Liu Yuliang, Jin Lianwen, Fang Chuanming
IEEE Trans Image Process. 2019 Nov 26. doi: 10.1109/TIP.2019.2954218.
Scene text in the environment is complicated. It can exist in arbitrary text fonts, sizes or shapes. Although scene text detection has witnessed considerable progress in recent years, the detection of text with complex shapes, especially curved text, remains challenging. Datasets with adequate samples to overcome the problem presented by curved text (or other irregularly shaped text) have been introduced only recently; however, the performance of the reported methods on these datasets is unsatisfactory. Therefore, detecting arbitrarily shaped text remains a challenging. This motivated us to propose the Mask Tightness Text Detector (Mask TTD) to improve text detection performance. Mask TTD uses a tightness prior and text frontier learning to enhance pixel-wise mask prediction. In addition, it achieves mutual promotion by integrating a branch for the polygonal boundary of each text region, which significantly improves the detection performance of arbitrarily shaped text. Experiments demonstrate that Mask TTD can achieve state-ofthe-art performance on existing curved text datasets (CTW1500, Total-text, and CUTE80) and three common benchmark datasets (RCTW-17, MSRA-TD500, and ICDAR 2015). It is worth mentioning that on CTW1500, our method can outperform previous methods, especially at higher intersection over union (IoU) thresholds (16% higher than the next-best method with an IoU threshold of 0.8), which demonstrates its potential for tight text detection. Moreover, on the largest Chinese-based dataset RCTW-17, Mask TTD outperforms other methods by a large margin in terms of both the Average Precision and F-measure, showing its powerful generalization ability.

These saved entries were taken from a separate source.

PR #29480, opened 2024-04-07
trie/utils: simplify codeChunkIndex

AaronChen0:
The type of `subIndexMod` is `*uint256.Int` (alias `[4]uint64`) and `DivMod` never returns a `nil`. So `len(subIndexMod)` is always `4` and this code can be simplified.

### DIFF
--- a/trie/utils/verkle.go
+++ b/trie/utils/verkle.go
@@ -209,7 +209,7 @@ func codeChunkIndex(chunk *uint256.Int) (*uint256.Int, byte) {
 		chunkOffset            = new(uint256.Int).Add(codeOffset, chunk)
 		treeIndex, subIndexMod = new(uint256.Int).DivMod(chunkOffset, verkleNodeWidth, new(uint256.Int))
 	)
-	return treeIndex, byte(subIndexMod[0])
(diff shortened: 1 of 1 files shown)


trie/utils/verkle.go
```diff
@@ -209,11 +209,7 @@ func codeChunkIndex(chunk *uint256.Int) (*uint256.Int, byte) {
 		chunkOffset            = new(uint256.Int).Add(codeOffset, chunk)
 		treeIndex, subIndexMod = new(uint256.Int).DivMod(chunkOffset, verkleNodeWidth, new(uint256.Int))
 	)
-	var subIndex byte
-	if len(subIndexMod) != 0 {
-		subIndex = byte(subIndexMod[0])
-	}
-	return treeIndex, subIndex
+	return treeIndex, byte(subIndexMod[0])
```
holiman, line 212: I agree that the `len`-check is not needed, but the `byte(subIndexMod[0])` is IMO even worse, because it reaches in and makes assumptions about the structure of an `uint256.Int`. 
This would be better, imo: 
```suggestion
	return treeIndex, byte(subIndexMod.Uint64())
```

gballet (approved):

PR #29482, opened 2024-04-07
all: refactor so `NewBlock`, `WithBody` take `types.Body`

lightclient:
Something we've discussed a bit in the past; thought I would see if there is interest in it now before we look into merging PRs for 6110 and 7002 -- they both add new quantities to the body.

### DIFF
--- a/beacon/types/exec_payload.go
+++ b/beacon/types/exec_payload.go
@@ -63,9 +63,7 @@ func convertPayload[T payloadType](payload T, parentRoot *zrntcommon.Root) (*typ
 		panic("unsupported block type")
 	}
 
-	block := types.NewBlockWithHeader(&header)
-	block = block.WithBody(transactions, nil)
-	block = block.WithWithdrawals(withdrawals)
+	block := types.NewBlockWithHeader(&header).WithBody(types.Body{Transactions: transactions, Withdrawals: withdrawals})
 	if hash := block.Hash(); hash != expectedHash {
 		return nil, fmt.Errorf("Sanity check failed, payload hash does not match (expected %x, got %x)", expectedHash, hash)
 	}
--- a/core/rawdb/accessors_chain.go
+++ b/core/rawdb/accessors_chain.go
@@ -753,7 +753,7 @@ func ReadBlock(db ethdb.Reader, hash common.Hash, number uint64) *types.Block {
 	if body == nil {
 		return nil
 	}
-	return types.NewBlockWithHeader(header).WithBody(body.Transactions, body.Uncles).WithWithdrawals(body.Withdrawals)
+	return types.NewBlockWithHeader(header).WithBody(*body)
 }
 
 // WriteBlock serializes a block into the database, header and body separately.
@@ -843,7 +843,11 @@ func ReadBadBlock(db ethdb.Reader, hash common.Hash) *types.Block {
 	}
 	for _, bad := range badBlocks {
 		if bad.Header.Hash() == hash {
-			return types.NewBlockWithHeader(bad.Header).WithBody(bad.Body.Transactions, bad.Body.Uncles).WithWithdrawals(bad.Body.Withdrawals)
+			block := types.NewBlockWithHeader(bad.Header)
+			if bad.Body != nil {
+				block = block.WithBody(*bad.Body)
+			}
+			return block
 		}
 	}
 	return nil
@@ -862,7 +866,11 @@ func ReadAllBadBlocks(db ethdb.Reader) []*types.Block {
 	}
 	var blocks []*types.Block
 	for _, bad := range badBlocks {
-		blocks = append(blocks, types.NewBlockWithHeader(bad.Header).WithBody(bad.Body.Transactions, bad.Body.Uncles).WithWithdrawals(bad.Body.Withdrawals))
+		block := types.NewBlockWithHeader(bad.Header)
+		if bad.Body != nil {
+			block = block.WithBody(*bad.Body)
+		}
+		blocks = append(blocks, block)
 	}
 	return blocks
 }
--- a/core/types/block.go
+++ b/core/types/block.go
@@ -218,9 +218,8 @@ type extblock struct {
 // NewBlock creates a new block. The input data is copied, changes to header and to the
 // field values will not affect the block.
 //
-// The values of TxHash, UncleHash, ReceiptHash and Bloom in header
-// are ignored and set to values derived from the given txs, uncles
-// and receipts.
+// The body elements and the receipts are used to recompute and overwrite the
+// relevant portions of the header.
 func NewBlock(header *Header, body *Body, receipts []*Receipt, hasher TrieHasher) *Block {
 	if body == nil {
 		body = &Body{}
@@ -231,9 +230,6 @@ func NewBlock(header *Header, body *Body, receipts []*Receipt, hasher TrieHasher
 		uncles      = body.Uncles
 		withdrawals = body.Withdrawals
 	)
-	if len(txs) != len(receipts) {
-		panic("cannot make new block with mismatched number of txs and receipts")
-	}
 
 	if len(txs) == 0 {
 		b.header.TxHash = EmptyTxsHash
@@ -454,7 +450,8 @@ func (b *Block) WithSeal(header *Header) *Block {
 	}
 }
 
-// WithBody returns a copy of the block with the given transaction and uncle contents.
+// WithBody returns a new block with the original header and a deep copy of the
+// provided body.
 func (b *Block) WithBody(body Body) *Block {
 	block := &Block{
 		header:       b.header,
--- a/core/types/block.go
+++ b/core/types/block.go
@@ -23,6 +23,7 @@ import (
 	"io"
 	"math/big"
 	"reflect"
+	"slices"
 	"sync/atomic"
 	"time"
 
@@ -220,10 +221,20 @@ type extblock struct {
 // The values of TxHash, UncleHash, ReceiptHash and Bloom in header
 // are ignored and set to values derived from the given txs, uncles
 // and receipts.
-func NewBlock(header *Header, txs []*Transaction, uncles []*Header, receipts []*Receipt, hasher TrieHasher) *Block {
-	b := &Block{header: CopyHeader(header)}
+func NewBlock(header *Header, body *Body, receipts []*Receipt, hasher TrieHasher) *Block {
+	if body == nil {
+		body = &Body{}
+	}
+	var (
+		b           = NewBlockWithHeader(header)
+		txs         = body.Transactions
+		uncles      = body.Uncles
+		withdrawals = body.Withdrawals
+	)
+	if len(txs) != len(receipts) {
+		panic("cannot make new block with mismatched number of txs and receipts")
+	}
 
-	// TODO: panic if len(txs) != len(receipts)
 	if len(txs) == 0 {
 		b.header.TxHash = EmptyTxsHash
 	} else {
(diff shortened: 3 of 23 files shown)


core/types/block.go
```diff
@@ -249,27 +259,17 @@ func NewBlock(header *Header, txs []*Transaction, uncles []*Header, receipts []*
...
-// changes to header and to the field values will not affect the block.
-//
-// The values of TxHash, UncleHash, ReceiptHash and Bloom in header are ignored and set to
-// values derived from the given txs, uncles and receipts.
-func NewBlockWithWithdrawals(header *Header, txs []*Transaction, uncles []*Header, receipts []*Receipt, withdrawals []*Withdrawal, hasher TrieHasher) *Block {
-	b := NewBlock(header, txs, uncles, receipts, hasher)
-
 	if withdrawals == nil {
-		b.header.WithdrawalsHash = nil
+		// Nothing to do.
```
rjl493456442, line 263: As the local header is copied from the provided argument. Is it possible that the WithdrawalsHash is non-nil of the original header? Probably safer to set it to nil explicitly?

core/types/block.go
```diff
@@ -454,31 +454,18 @@ func (b *Block) WithSeal(header *Header) *Block {
...
-}
-
-// WithWithdrawals returns a copy of the block containing the given withdrawals.
-func (b *Block) WithWithdrawals(withdrawals []*Withdrawal) *Block {
+func (b *Block) WithBody(body *Body) *Block {
 	block := &Block{
 		header:       b.header,
-		transactions: b.transactions,
-		uncles:       b.uncles,
+		transactions: make([]*Transaction, len(body.Transactions)),
```
rjl493456442, line 460: `transactions: slices.Clone(body.Transactions)`

core/types/block.go
```diff
@@ -454,31 +454,18 @@ func (b *Block) WithSeal(header *Header) *Block {
...
+		uncles:       make([]*Header, len(body.Uncles)),
+		withdrawals:  make([]*Withdrawal, len(b.withdrawals)),
```
rjl493456442, line 462: `withdrawals: slice.Clone(b.withdrawals)`

core/types/block.go
```diff
@@ -249,27 +259,17 @@ func NewBlock(header *Header, txs []*Transaction, uncles []*Header, receipts []*
...
-		b.header.WithdrawalsHash = nil
+		// Nothing to do.
 	} else if len(withdrawals) == 0 {
 		b.header.WithdrawalsHash = &EmptyWithdrawalsHash
 	} else {
-		h := DeriveSha(Withdrawals(withdrawals), hasher)
-		b.header.WithdrawalsHash = &h
+		hash := DeriveSha(Withdrawals(withdrawals), hasher)
+		b.header.WithdrawalsHash = &hash
+		copy(b.withdrawals, withdrawals)
```
rjl493456442, line 269: you have to allocate the slice for``b.withdrawals` first.

Alternatively you can use `b.withdrawals = slices.Clone(withdrawals)`

rjl493456442:
generally i think the idea is pretty good.

core/types/block.go
```diff
@@ -454,31 +454,18 @@ func (b *Block) WithSeal(header *Header) *Block {
...
-	copy(block.transactions, transactions)
-	for i := range uncles {
-		block.uncles[i] = CopyHeader(uncles[i])
-	}
-	return block
-}
-
-// WithWithdrawals returns a copy of the block containing the given withdrawals.
-func (b *Block) WithWithdrawals(withdrawals []*Withdrawal) *Block {
+func (b *Block) WithBody(body *Body) *Block {
```
fjl, line 457: I think we should take non-pointer `Body` here. The body can never be nil, and the intention is using the struct like named parameters here.

lightclient: Good point. Updated.

lightclient:
Thanks @rjl493456442 and @fjl. PR updated based on your feedback.

core/types/block.go
```diff
@@ -220,10 +221,20 @@ type extblock struct {
 // The values of TxHash, UncleHash, ReceiptHash and Bloom in header
 // are ignored and set to values derived from the given txs, uncles
 // and receipts.
-func NewBlock(header *Header, txs []*Transaction, uncles []*Header, receipts []*Receipt, hasher TrieHasher) *Block {
-	b := &Block{header: CopyHeader(header)}
+func NewBlock(header *Header, body *Body, receipts []*Receipt, hasher TrieHasher) *Block {
```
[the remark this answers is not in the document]
karalabe: Given that a Body is fairly small containing only slices, and you also have this strange check below to handle nil,it might be simpler to go with the struct.

core/types/block.go
```diff
@@ -220,10 +221,20 @@ type extblock struct {
...
+	if body == nil {
+		body = &Body{}
+	}
+	var (
+		b           = &Block{header: CopyHeader(header)}
```
karalabe, line 229: Maybe this should be NewBlockWithHeader?

beacon/types/exec_payload.go
```diff
@@ -63,9 +63,7 @@ func convertPayload[T payloadType](payload T, parentRoot *zrntcommon.Root) (*typ
 		panic("unsupported block type")
 	}
 
-	block := types.NewBlockWithHeader(&header)
-	block = block.WithBody(transactions, nil)
-	block = block.WithWithdrawals(withdrawals)
+	block := types.NewBlockWithHeader(&header).WithBody(types.Body{Transactions: transactions, Withdrawals: withdrawals})
```
karalabe, line 66: Why not the new NewBlock (with everything)?

core/rawdb/accessors_chain.go
```diff
@@ -753,7 +753,7 @@ func ReadBlock(db ethdb.Reader, hash common.Hash, number uint64) *types.Block {
 	if body == nil {
 		return nil
 	}
-	return types.NewBlockWithHeader(header).WithBody(body.Transactions, body.Uncles).WithWithdrawals(body.Withdrawals)
+	return types.NewBlockWithHeader(header).WithBody(*body)
```
karalabe, line 756: NewBlock?

karalabe: Ah, that would need receipts and hasher.

beacon/types/exec_payload.go
karalabe: I guess you don't have the receipts to recalculate header fields.

core/types/block.go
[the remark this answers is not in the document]
karalabe: Unrelated: it's a bit confusing when you should use NewBlock and when NewBlockWithHeader.WithBody. Perhaps we could consider tweaking the names of one or the other a bit to make it clearer that they do different things and serve different purposes. Otherwise IMO it's asking for it.

beacon/types/exec_payload.go
lightclient: Exactly. Plus it might be a little weird to recalc the header fields when here we're trying to tease out our block def from a beacon block's execution payload. Should probably 1:1 the data and do a hash comparison somewhere to ensure integrity.

core/types/block.go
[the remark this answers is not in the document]
lightclient: Since we already handle `Body` as a pointer value in other places, I think making it a struct in `NewBlock` is going to be a bit annoying. This is seen mostly in implementations of `consensus.Engine` where `FinalizeAndAssemble` takes a pointer `Body`.

If you think it is worth turning all uses of `Body` over to struct values, I can do it. It just seems like it might actually be better to keep the pointer value given this.

Similarly with `NewBlock` and `WithBody` interfaces matching, if they need to match, they should probably both be `*Body`.

cc @fjl since I think it was his thought to convert to struct val.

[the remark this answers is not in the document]
lightclient: Also agree on it being confusing when to use `NewBlock` vs. `NewBlockWithHeader.WithBody`. I think the answer is you use `NewBlock` when you need to compute the header accumulators with the body values and `NewBlockWithHeader.WithBody` when you need to recreate the block which has been disassembled (written to disk, received over the wire, etc).

Naming isn't perfect, but struggling to come up with something markedly better.

core/types/block.go
```diff
@@ -220,10 +221,20 @@ type extblock struct {
...
+		txs         = body.Transactions
+		uncles      = body.Uncles
+		withdrawals = body.Withdrawals
+	)
+	if len(txs) != len(receipts) {
+		panic("cannot make new block with mismatched number of txs and receipts")
+	}
 
-	// TODO: panic if len(txs) != len(receipts)
```
web3santa, line 226: I think It is important to check TODO

rjl493456442 (approved):

core/types/block.go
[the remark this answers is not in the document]
holiman: I still think it's a bit non-obvious, but it might suffice to update some method-docs.

core/types/block.go
```diff
@@ -454,30 +455,15 @@ func (b *Block) WithSeal(header *Header) *Block {
...
-	copy(block.transactions, transactions)
-	for i := range uncles {
-		block.uncles[i] = CopyHeader(uncles[i])
-	}
-	return block
-}
-
-// WithWithdrawals returns a copy of the block containing the given withdrawals.
-func (b *Block) WithWithdrawals(withdrawals []*Withdrawal) *Block {
+func (b *Block) WithBody(body Body) *Block {
```
holiman, line 458: Method doc should expand a bit. E.g. 
```
// WithBody returns a new block, consisting of the orginal header (not copied) along
// with the body contents (which are deep-copied).
// OBS: The header-fields based on body derivatives (e..g txhash) are _not_ updated, and will
// mismatch if the body does not match the header.
```
It's a bit funny / curious that this method avoids copying the original header, but conscientiously copies the incoming body.

holiman (approved):
LGTM

core/types/block.go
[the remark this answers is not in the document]
fjl: The difference with `NewBlock` is that it would deep copy all inputs. It's meant to be used in tests, and that's also why it has a short name. Across production code, very few places actually *create blocks*, so we can live with a longer function name and we can also avoid some of the copying.

core/types/block.go
fjl: So the idea here is, header fields inside `types.Block` can't leak out because we copy their values in block accessors. We do need to copy the fields in the passed `Body` here because a later modification of the input data (e.g. uncle header values) could mess up the internal caches in `Block`.

holiman:
This PR has a pretty subtle but scary bug, surfaced by this test: 
```
state_processor_test.go:263: test 0:
        have "missing withdrawals in block body"
        want "could not apply tx 1 [0x0026256b3939ed97e2c4a6f3fce8ecf83bdcfa6d507c47838c308a1fb0436f62]: nonce too low: address 0x71562b71999873DB5b286dF957af199Ec94617F7, tx: 0 state: 1" 
```
Empty `withdrawals` become `nil` withdrawals. 

```golang
	if withdrawals == nil {
		b.header.WithdrawalsHash = nil
	} else if len(withdrawals) == 0 {
		b.header.WithdrawalsHash = &EmptyWithdrawalsHash
	} else {
		hash := DeriveSha(Withdrawals(withdrawals), hasher)
		b.header.WithdrawalsHash = &hash
		b.withdrawals = slices.Clone(withdrawals)
	}
```

Previously, it would (after some call dispatching), come to `func (b *Block) WithWithdrawals` and do
```
	block.withdrawals = make([]*Withdrawal, len(withdrawals))
	copy(block.withdrawals, withdrawals)
```

lightclient:
That was a sneaky one! I updated so that `NewBlock(..)` now explicitly sets the body's withdrawals to an empty, non-nil slice of withdrawals. I looked into `WithBody(..)` to see if there might also be an issue there (like nil withdrawals ends up as non-nil somehow) but it looks like `slices.Clone` retains the nil-ness of the input. So cloning a `nil` withdrawals list will still return nil.

holiman:
Needs a rebase

holiman (approved):
Seems ok to me

rjl493456442 (approved):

环境中的场景文本复杂多样。它可以呈现为任意的字体、大小或形状。尽管近年来场景文本检测取得了显著进展,但复杂形状文本(尤其是弯曲文本)的检测仍然具有挑战性。直到最近才引入了具有足够样本的数据集来克服弯曲文本(或其他不规则形状文本)带来的问题;然而,已报道方法在这些数据集上的性能并不理想。因此,检测任意形状的文本仍然是一项具有挑战性的任务。这促使我们提出掩码紧密度文本检测器(Mask TTD)以提高文本检测性能。Mask TTD利用紧密度先验和文本边界学习来增强逐像素掩码预测。此外,它通过整合每个文本区域多边形边界的分支实现相互促进,显著提高了任意形状文本的检测性能。实验表明,Mask TTD在现有的弯曲文本数据集(CTW1500、Total-text和CUTE80)以及三个常见基准数据集(RCTW-17、MSRA-TD500和ICDAR 2015)上能够达到领先的性能。值得一提的是,在CTW1500数据集上,我们的方法优于先前的方法,特别是在更高的交并比(IoU)阈值下(在IoU阈值为0.8时比次优方法高16%),这证明了其在紧密文本检测方面的潜力。此外,在最大的中文数据集RCTW-17上,Mask TTD在平均精度和F值方面均大幅优于其他方法,显示出其强大的泛化能力。